Type out every line of the data again, exactly.

THE RECORDS START

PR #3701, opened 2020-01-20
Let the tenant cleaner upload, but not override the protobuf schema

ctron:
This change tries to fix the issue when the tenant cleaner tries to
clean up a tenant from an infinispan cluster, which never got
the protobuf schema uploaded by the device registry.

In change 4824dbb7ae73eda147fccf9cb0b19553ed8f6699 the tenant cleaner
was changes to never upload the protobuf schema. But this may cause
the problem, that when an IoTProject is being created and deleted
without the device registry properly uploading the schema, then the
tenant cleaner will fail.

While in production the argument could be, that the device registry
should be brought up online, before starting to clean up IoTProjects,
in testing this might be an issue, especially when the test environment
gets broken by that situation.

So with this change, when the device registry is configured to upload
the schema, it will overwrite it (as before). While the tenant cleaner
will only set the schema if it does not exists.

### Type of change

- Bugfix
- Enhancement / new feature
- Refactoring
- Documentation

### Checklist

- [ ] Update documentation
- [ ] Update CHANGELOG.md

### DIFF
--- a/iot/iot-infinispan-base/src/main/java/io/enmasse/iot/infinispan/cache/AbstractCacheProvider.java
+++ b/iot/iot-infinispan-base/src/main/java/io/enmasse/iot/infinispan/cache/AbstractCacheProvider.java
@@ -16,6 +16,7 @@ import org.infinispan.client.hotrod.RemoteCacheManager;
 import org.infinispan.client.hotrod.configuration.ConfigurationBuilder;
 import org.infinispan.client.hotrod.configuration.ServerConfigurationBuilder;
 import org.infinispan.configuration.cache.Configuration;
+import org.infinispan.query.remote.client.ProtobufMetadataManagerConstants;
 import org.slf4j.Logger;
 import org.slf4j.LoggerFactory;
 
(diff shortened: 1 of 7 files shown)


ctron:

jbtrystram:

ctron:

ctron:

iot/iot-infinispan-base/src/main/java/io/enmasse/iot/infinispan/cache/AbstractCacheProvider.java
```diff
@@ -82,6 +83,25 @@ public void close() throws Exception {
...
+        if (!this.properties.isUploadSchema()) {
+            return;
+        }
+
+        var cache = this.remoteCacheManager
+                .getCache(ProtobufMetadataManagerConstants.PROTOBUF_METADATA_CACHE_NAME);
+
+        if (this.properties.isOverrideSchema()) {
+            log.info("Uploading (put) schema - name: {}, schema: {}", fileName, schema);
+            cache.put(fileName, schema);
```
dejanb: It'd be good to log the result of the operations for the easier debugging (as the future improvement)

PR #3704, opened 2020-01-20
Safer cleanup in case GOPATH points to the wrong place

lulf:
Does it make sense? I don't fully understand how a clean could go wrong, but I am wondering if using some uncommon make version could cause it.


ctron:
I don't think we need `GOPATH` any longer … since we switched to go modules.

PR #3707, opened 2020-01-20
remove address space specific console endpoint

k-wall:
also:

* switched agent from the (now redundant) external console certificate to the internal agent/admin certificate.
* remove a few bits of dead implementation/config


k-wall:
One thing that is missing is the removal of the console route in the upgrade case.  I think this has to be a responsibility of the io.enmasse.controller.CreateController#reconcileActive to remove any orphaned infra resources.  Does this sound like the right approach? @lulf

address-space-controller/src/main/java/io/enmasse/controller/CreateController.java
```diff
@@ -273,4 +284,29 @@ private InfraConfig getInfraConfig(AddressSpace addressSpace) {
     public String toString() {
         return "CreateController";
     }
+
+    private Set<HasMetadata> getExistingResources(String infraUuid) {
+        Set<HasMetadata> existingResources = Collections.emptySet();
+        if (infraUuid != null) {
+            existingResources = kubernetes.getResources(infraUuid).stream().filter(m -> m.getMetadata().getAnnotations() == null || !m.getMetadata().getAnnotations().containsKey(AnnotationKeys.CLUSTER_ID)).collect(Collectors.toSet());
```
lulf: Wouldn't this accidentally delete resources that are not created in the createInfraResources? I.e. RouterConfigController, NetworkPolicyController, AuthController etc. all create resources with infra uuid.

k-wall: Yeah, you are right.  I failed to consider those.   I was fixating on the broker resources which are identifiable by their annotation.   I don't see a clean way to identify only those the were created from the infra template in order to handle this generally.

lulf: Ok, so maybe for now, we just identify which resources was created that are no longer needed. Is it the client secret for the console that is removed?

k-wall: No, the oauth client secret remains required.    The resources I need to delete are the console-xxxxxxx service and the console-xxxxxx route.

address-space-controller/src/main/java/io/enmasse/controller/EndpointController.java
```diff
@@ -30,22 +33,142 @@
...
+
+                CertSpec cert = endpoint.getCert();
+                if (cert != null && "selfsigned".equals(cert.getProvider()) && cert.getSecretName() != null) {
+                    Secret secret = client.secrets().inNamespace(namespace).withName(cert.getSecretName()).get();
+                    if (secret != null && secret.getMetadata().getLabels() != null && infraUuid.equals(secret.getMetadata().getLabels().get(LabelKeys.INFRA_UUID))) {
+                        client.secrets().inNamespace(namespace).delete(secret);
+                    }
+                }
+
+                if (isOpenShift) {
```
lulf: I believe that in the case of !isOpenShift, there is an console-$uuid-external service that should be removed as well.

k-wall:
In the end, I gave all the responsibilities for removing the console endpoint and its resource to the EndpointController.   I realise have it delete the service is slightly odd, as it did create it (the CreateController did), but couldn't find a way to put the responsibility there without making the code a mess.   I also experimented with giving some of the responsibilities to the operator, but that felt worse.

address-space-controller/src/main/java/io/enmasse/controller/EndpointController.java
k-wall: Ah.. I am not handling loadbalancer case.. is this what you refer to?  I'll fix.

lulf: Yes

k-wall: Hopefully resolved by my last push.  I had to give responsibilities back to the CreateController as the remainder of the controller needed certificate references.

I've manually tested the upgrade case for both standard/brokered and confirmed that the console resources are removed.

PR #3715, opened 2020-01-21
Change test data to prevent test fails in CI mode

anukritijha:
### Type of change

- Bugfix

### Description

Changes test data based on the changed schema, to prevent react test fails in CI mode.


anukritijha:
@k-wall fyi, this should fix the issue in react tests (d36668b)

THE RECORDS END

## ANSWER BOX:
PR #3701, opened 2020-01-20
Let the tenant cleaner upload, but not override the protobuf schema

ctron:
This change tries to fix the issue when the tenant cleaner tries to
clean up a tenant from an infinispan cluster, which never got
the protobuf schema uploaded by the device registry.

In change 4824dbb7ae73eda147fccf9cb0b19553ed8f6699 the tenant cleaner
was changes to never upload the protobuf schema. But this may cause
the problem, that when an IoTProject is being created and deleted
without the device registry properly uploading the schema, then the
tenant cleaner will fail.

While in production the argument could be, that the device registry
should be brought up online, before starting to clean up IoTProjects,
in testing this might be an issue, especially when the test environment
gets broken by that situation.

So with this change, when the device registry is configured to upload
the schema, it will overwrite it (as before). While the tenant cleaner
will only set the schema if it does not exists.

### Type of change

- Bugfix
- Enhancement / new feature
- Refactoring
- Documentation

### Checklist

- [ ] Update documentation
- [ ] Update CHANGELOG.md

### DIFF
--- a/iot/iot-infinispan-base/src/main/java/io/enmasse/iot/infinispan/cache/AbstractCacheProvider.java
+++ b/iot/iot-infinispan-base/src/main/java/io/enmasse/iot/infinispan/cache/AbstractCacheProvider.java
@@ -16,6 +16,7 @@ import org.infinispan.client.hotrod.RemoteCacheManager;
 import org.infinispan.client.hotrod.configuration.ConfigurationBuilder;
 import org.infinispan.client.hotrod.configuration.ServerConfigurationBuilder;
 import org.infinispan.configuration.cache.Configuration;
+import org.infinispan.query.remote.client.ProtobufMetadataManagerConstants;
 import org.slf4j.Logger;
 import org.slf4j.LoggerFactory;
 
(diff shortened: 1 of 7 files shown)


ctron:

jbtrystram:

ctron:

ctron:

iot/iot-infinispan-base/src/main/java/io/enmasse/iot/infinispan/cache/AbstractCacheProvider.java
```diff
@@ -82,6 +83,25 @@ public void close() throws Exception {
...
+        if (!this.properties.isUploadSchema()) {
+            return;
+        }
+
+        var cache = this.remoteCacheManager
+                .getCache(ProtobufMetadataManagerConstants.PROTOBUF_METADATA_CACHE_NAME);
+
+        if (this.properties.isOverrideSchema()) {
+            log.info("Uploading (put) schema - name: {}, schema: {}", fileName, schema);
+            cache.put(fileName, schema);
```
dejanb: It'd be good to log the result of the operations for the easier debugging (as the future improvement)

PR #3704, opened 2020-01-20
Safer cleanup in case GOPATH points to the wrong place

lulf:
Does it make sense? I don't fully understand how a clean could go wrong, but I am wondering if using some uncommon make version could cause it.


ctron:
I don't think we need `GOPATH` any longer … since we switched to go modules.

PR #3707, opened 2020-01-20
remove address space specific console endpoint

k-wall:
also:

* switched agent from the (now redundant) external console certificate to the internal agent/admin certificate.
* remove a few bits of dead implementation/config


k-wall:
One thing that is missing is the removal of the console route in the upgrade case.  I think this has to be a responsibility of the io.enmasse.controller.CreateController#reconcileActive to remove any orphaned infra resources.  Does this sound like the right approach? @lulf

address-space-controller/src/main/java/io/enmasse/controller/CreateController.java
```diff
@@ -273,4 +284,29 @@ private InfraConfig getInfraConfig(AddressSpace addressSpace) {
     public String toString() {
         return "CreateController";
     }
+
+    private Set<HasMetadata> getExistingResources(String infraUuid) {
+        Set<HasMetadata> existingResources = Collections.emptySet();
+        if (infraUuid != null) {
+            existingResources = kubernetes.getResources(infraUuid).stream().filter(m -> m.getMetadata().getAnnotations() == null || !m.getMetadata().getAnnotations().containsKey(AnnotationKeys.CLUSTER_ID)).collect(Collectors.toSet());
```
lulf: Wouldn't this accidentally delete resources that are not created in the createInfraResources? I.e. RouterConfigController, NetworkPolicyController, AuthController etc. all create resources with infra uuid.

k-wall: Yeah, you are right.  I failed to consider those.   I was fixating on the broker resources which are identifiable by their annotation.   I don't see a clean way to identify only those the were created from the infra template in order to handle this generally.

lulf: Ok, so maybe for now, we just identify which resources was created that are no longer needed. Is it the client secret for the console that is removed?

k-wall: No, the oauth client secret remains required.    The resources I need to delete are the console-xxxxxxx service and the console-xxxxxx route.

address-space-controller/src/main/java/io/enmasse/controller/EndpointController.java
```diff
@@ -30,22 +33,142 @@
...
+
+                CertSpec cert = endpoint.getCert();
+                if (cert != null && "selfsigned".equals(cert.getProvider()) && cert.getSecretName() != null) {
+                    Secret secret = client.secrets().inNamespace(namespace).withName(cert.getSecretName()).get();
+                    if (secret != null && secret.getMetadata().getLabels() != null && infraUuid.equals(secret.getMetadata().getLabels().get(LabelKeys.INFRA_UUID))) {
+                        client.secrets().inNamespace(namespace).delete(secret);
+                    }
+                }
+
+                if (isOpenShift) {
```
lulf: I believe that in the case of !isOpenShift, there is an console-$uuid-external service that should be removed as well.

k-wall:
In the end, I gave all the responsibilities for removing the console endpoint and its resource to the EndpointController.   I realise have it delete the service is slightly odd, as it did create it (the CreateController did), but couldn't find a way to put the responsibility there without making the code a mess.   I also experimented with giving some of the responsibilities to the operator, but that felt worse.

address-space-controller/src/main/java/io/enmasse/controller/EndpointController.java
k-wall: Ah.. I am not handling loadbalancer case.. is this what you refer to?  I'll fix.

lulf: Yes

k-wall: Hopefully resolved by my last push.  I had to give responsibilities back to the CreateController as the remainder of the controller needed certificate references.

I've manually tested the upgrade case for both standard/brokered and confirmed that the console resources are removed.

PR #3715, opened 2020-01-21
Change test data to prevent test fails in CI mode

anukritijha:
### Type of change

- Bugfix

### Description

Changes test data based on the changed schema, to prevent react test fails in CI mode.


anukritijha:
@k-wall fyi, this should fix the issue in react tests (d36668b)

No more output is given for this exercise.